5.3 Corporate Opportunities. Each Shareholder agrees that it shall bring to
-----------------------
the Corporation any and all opportunities in respect of the Telecommunications
Business in Mexico
-22-
(each an "Opportunity") available to it or its Affiliates other than the
Opportunities described in Sections 5.2(a)-(c) and (e)-(k) above.

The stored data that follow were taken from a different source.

PR #1465, opened 2016-09-22
Remove outdated comment in Tax::ItemAdjuster

jordan-brough:
This was changed in #1389 and OrderUpdater must now be run to update
item and order totals.


jordan-brough:
:)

Once an Opportunity is brought to the Corporation by written notice to the
Chairman of the Board of Directors and the Director General of the Corporation
describing the terms of such Opportunity in reasonable detail, the Shareholder
and/or any Affiliate shall be free to engage in the Telecommunications Business
to which such Opportunity relates either (a) to the full extent of such
Opportunity, if the Corporation declines to participate in such Opportunity
pursuant to this Section 5.3 and Section 5.4 or, (b) in the event the
Corporation elects to participate only in part in such Opportunity, to the
extent of any interest the Corporation does not take pursuant to this Section
5.3 and Section 5.4.
If with respect to an Opportunity that the Shareholder is required to bring
to the Corporation pursuant to this Section 5.3, the investment Opportunity
available to the Shareholder (or Affiliate of the Shareholder) is not at the
corporate or entity level of the Telecommunications Business in Mexico (but is
rather at the parent company level or at another level between the parent
company level and the corporate or entity level of such Telecommunications
Business in Mexico), the Shareholder shall offer to sell the required interest
to the Corporation at the corporate or entity level of such Telecommunications
Business in Mexico unless, in the opinion of the Shareholder, it is
impracticable to make such offer at such level, in which case such offer shall
be made at the level at which the Opportunity is available to the Shareholder
(or Affiliate). If such offer is made at the level at which the Opportunity is
available to the Shareholder (or Affiliate), the offered interest shall equal
one hundred percent (100%) of the quotient of the value of such
Telecommunications Business in Mexico divided by the total value of the
Opportunity available to the Shareholder (or Affiliate), determined as of the
date of such Acquisition or Merger. The price to be paid by the Corporation for
any such interest offered to it shall equal the proportional price paid for such
Opportunity by the Shareholder (or Affiliate), if readily determinable from the
total Acquisition or Merger price or, if not readily determinable therefrom,
shall equal the fair market value of the Opportunity presented to the
Corporation.
5.4 Special Vote. The Chairman of the Board of Directors or the Director
-------------
General of the Corporation shall promptly call a special meeting of the
Executive Committee or of the Board of Directors to be held within 15 days
following receipt of the written notice of any Opportunity offered by a
Shareholder pursuant to Section 5.3. At such meeting, the Executive Committee or
the Board of Directors, acting pursuant to a Special Vote (as hereinafter
defined), shall determine whether the Corporation wishes to pursue such
Opportunity (in whole or in part or not at all) and shall give written notice of
such determination to such Shareholder. If the Corporation gives notice that it
does not wish to pursue such Opportunity or accept such offer, if it gives no
notice within the 15-day period following receipt of the written notice of any
Opportunity, or if it gives notice of intention to pursue the Opportunity or
accept such offer but then fails to do so within a reasonable period of time,
then the Shareholder may engage in the Telecommunications Business described in
its notice without regard to the terms of Section 5.3. A "Special Vote" means
(a) the affirmative vote of a majority of the total Series V Directors and the
Vodafone Series A Director, if any, in the case of Opportunities brought by the
Verizon Shareholder Group or an Affiliate thereof, or (b) the affirmative vote
of a majority of the Series A Directors (excluding the Vodafone Series A
Director, if any) in the case of Opportunities brought by the Vodafone
Shareholder Group; for purposes of this Section, a
-23-
Special Vote may occur at a meeting of the Board of Directors that does not meet
the quorum requirements if such quorum requirements are not met due to the
absence of (i) any Series A Director in the case of opportunities brought by the
Verizon Shareholder Group or an Affiliate thereof or (ii) any Series V Director
and/or the Vodafone Series A Director, if any, in the case of Opportunities
brought by the Vodafone Shareholder Group or an Affiliate thereof.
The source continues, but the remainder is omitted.